Lambda Legal today filed a lawsuit in Nevada -- in the same Ninth Circuit jurisdiction that the Proposition 8 lawsuit is under -- seeking to allow same-sex individuals to marry in that state.
Lambda Legal Defense and Education Fund took what one of its lawyers calls "a strategic step" in the national effort to advance marriage equality by filing a federal lawsuit in Nevada seeking equal marriage rights for eight same-sex couples in the state.
The lawsuit, Sevcik v. Sandoval, marks the first time that Lambda Legal has sought equal marriage rights for gay and lesbian couples in federal court,
Fittingly, same-sex marriage advocates have just established in Nevada a new table to roll the die of a Supreme Court decision on. But with a more limited goal than nationwide marriage equalty, and years before it reaches a Supreme Court which will be looking at a public clearly in favor of it if trends continue, the die may well be stacked in their favor.
Why now?
It's become obvious (to me, at any rate) that Perry no longer has any significant chance of establishing (or denying) the fundamental right to marriage to same-sex couples. That's because while Judge Vaughn Walker in San Francisco's Federal District Court ruled that that right extended to same-sex couples, on appeal the Ninth Circuit panel took a much narrower path to a favorable ruling.
They specifically noted that they did NOT have to decide the issue of whether same-sex marriages are to be included in the fundamental right to marriage; they ruled rather that by taking away the right to marriage via Proposition 8 California violated Romer, as they concluded there was no rational basis for removing this existing right.

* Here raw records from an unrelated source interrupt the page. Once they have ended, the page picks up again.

PR #13368, opened 2026-05-20
fix(sandbox): make the WASM execution timeout enforceable via an epoch ticker

RogerHYang:
## Summary

The WASM sandbox backend's per-execution timeout was **inert** — it never fired. `_get_engine_and_module` enabled `epoch_interruption` on the engine and `_run_wasm` called `store.set_epoch_deadline(timeout)`, but **nothing ever advanced the engine epoch**. wasmtime epoch interruption only traps a running guest once the engine's epoch counter passes the store's deadline, and that counter advances *solely* when `engine.increment_epoch()` is called — which nothing did.

Consequence: guest code such as `while True: pass` ran forever, permanently consuming one of the four `_EXECUTOR` worker threads. Because the timeout never recovered the thread, **four such executions wedge the WASM backend process-wide** — every subsequent WASM evaluation hangs. WASM is the default sandbox provider, and the path is reachable by any MEMBER-level user, so this is a denial-of-service against the Phoenix server.

Found during a security review of the sandbox subsystem.

## Fix

- **`_start_epoch_ticker(engine)`** — a daemon thread per engine that calls `engine.increment_epoch()` once per `_EPOCH_TICK_SECONDS` (1s). This is the missing piece that makes any epoch deadline reachable.
- **`_run_wasm`** sets the deadline as `ceil(timeout / _EPOCH_TICK_SECONDS)` ticks (floored to at least 1), so a 30s timeout maps to a 30-tick deadline ≈ 30s. A deadline trap is classified by elapsed wall time and surfaced as `Execution timed out after Ns` instead of a raw wasmtime trap string.
- **`_get_engine_and_module`** is now guarded by a lock so concurrent `_EXECUTOR` worker threads racing on first use cannot create duplicate engines — each duplicate would also spawn its own orphaned, never-stopping ticker thread.

The ticker thread is a daemon (never blocks interpreter shutdown) and holds the engine alive — fine, since engines live in `_MODULE_CACHE` for the process lifetime regardless.

### Scope

This PR fixes the **timeout / thread-leak** only. Two related WASM issues are intentionally out of scope:
- **No memory cap** — a WASM guest can still grow linear memory toward the module max; needs `StoreLimits`. Worth a follow-up PR.
- **Cancellation** — an outer `asyncio.wait_for` cancellation still cannot interrupt the worker thread mid-execution; but with a *working* epoch deadline the thread is now bounded (it frees within `timeout`), so the unbounded leak is closed.

## Tests

`test_wasm_backend.py` (runs in CI; the module is `importorskip`-gated on the `wasmtime` extra):
- `test_start_epoch_ticker_advances_engine_epoch` — the ticker keeps calling `increment_epoch()`.
- `test_get_engine_and_module_starts_one_ticker_per_engine` — one ticker per engine; the cached second call starts none.
- `test_reports_timeout_when_trap_fires_after_deadline` — deadline set to 30 ticks; a post-deadline trap → `Execution timed out after 30s`.
- `test_preserves_generic_error_raised_before_timeout` — a fault well under the timeout keeps its original message (guards the elapsed-time heuristic).
- `test_epoch_deadline_is_at_least_one_tick` — `timeout=0` floors to a 1-tick deadline.

The ticker mechanism and deadline arithmetic were also verified locally against a fake engine (the `wasmtime` extra is not installed in the local env, so the gated suite is exercised by CI).

### DIFF
--- a/tests/unit/server/api/test_wasm_backend.py
+++ b/tests/unit/server/api/test_wasm_backend.py
@@ -729,8 +729,6 @@ class TestRunWasmTimeout:
     def test_reports_timeout_when_trap_fires_after_deadline(self) -> None:
         import wasmtime
 
-        from phoenix.server.sandbox import wasm_backend
-
         class _TrappingStart:
             def __call__(self, store: object) -> None:
                 del store
@@ -751,9 +749,7 @@ class TestRunWasmTimeout:
                 with patch("wasmtime.Store", return_value=fake_store):
                     with patch.object(wasmtime, "Func", _TrappingStart):
                         # started_at, then the except branch reads 30s later.
-                        with patch.object(
-                            wasm_backend.time, "monotonic", side_effect=[100.0, 130.0]
-                        ):
+                        with patch("time.monotonic", side_effect=[100.0, 130.0]):
                             result = _run_wasm(
                                 Path("/fake/cpython.wasm"), "while True: pass", timeout=30
                             )
@@ -764,8 +760,6 @@ class TestRunWasmTimeout:
 
     def test_preserves_generic_error_raised_before_timeout(self) -> None:
         import wasmtime
-
-        from phoenix.server.sandbox import wasm_backend
 
         class _FailingStart:
             def __call__(self, store: object) -> None:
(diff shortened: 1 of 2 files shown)


tests/unit/server/api/test_wasm_backend.py
```diff
@@ -678,3 +679,136 @@ async def test_wasm_status_path_does_not_invoke_network(self) -> None:
                         secrets=_empty_secrets_context(),
                     )
         mock_retrieve.assert_not_called()
+
+
+class TestEpochTicker:
```
anticorrelator, line 684: can we instead do a test that ensures a timeout happens? I'm not sure we need to test all the internals of this

anticorrelator (approved):

anticorrelator:
resolved by #13383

Therefore, if a right to marriage equality is to be expanded beyond California, a new lawsuit in a state where this right has not been taken away seems to be needed. (The Supreme Court or the en banc Ninth could, on appeal of the Ninth panel's decision, rule more broadly as Judge Walker did. But that seems extremely unlikely to me and, I suspect, to Lambda Legal.) Since the Ninth Circuit has recently issued favorable rulings in discrimination suits against LGBTs (Witt and Diaz v Brewer, along with Perry), and Golinski, a DOMA case where a favorable decision seems to this untrained eye more likely than not, will be coming before it soon, a Ninth Circuit locale seems the obvious choice.
Why Nevada?
Nevada has a broad domestic partnership law, and so a claim of "separate but equal" seems sustainable:
Explaining the claim, ((Lambda Legal staff attorney Tara)) Borelli says, "One of the reasons that we're suing in the state of Nevada is that this is a particular equal protection problem that this case examines. It's the kind of problem created where a state excludes same-sex couples from marriage deems them fit for all of the rights and responsibilities of marriage through a lesser, second-class status -- in this case, domestic partnership. That shows just how irrational that state's decision is to shut same-sex couples out of marriage."
Why not Washington State, Oregon or Hawaii? Possibly because those states could institute marriage equality before the lawsuit reached the Supreme Court, making the case moot. That doesn't seem to be very likely in Nevada. The other Ninth Circuit states such, Arizona, Alaska, Idaho and Montana do not have strong domestic partnership laws, so Nevada seems to be the proper temperature porridge.
Will this suit establish marriage equality across the United States, if ultimately successful?
Apparently not.
Lambda Legal -- with assistance from pro bono co-counsel from O'Melveny & Myers LLP and Snell & Wilmer LLP -- has decided only to pursue an equal protection claim relating to the different treatment same-sex couples receive in Nevada and not a due process claim relating to the "fundamental right" to marriage. Both claims were raised in the Perry lawsuit.
"We certainly believe that the fundamental right to marry includes same-sex couples, but this court doesn't need to answer that question to rule for the plaintiffs here," Borelli says. "And we're convinced that our equal protection claim is so clearly correct that we want to keep the focus on that claim."
But it would, I believe, establish that situations like New Jersey's, Hawaii's, Illinois', California's and (currently) Washington State's, which have "everything but marriage" civil unions or domestic partnerships, are a violation of the 14th amendment and those states would presumably have to convert these relationships into civil marriages.
Thanks to Lambda Legal for taking this next step! State by state, more favorable poll by more favorable poll, by referendum and lawsuit, by dint of relentless advocates like AFER, Lambda Legal and the ACLU, marriage equality will eventually arrive.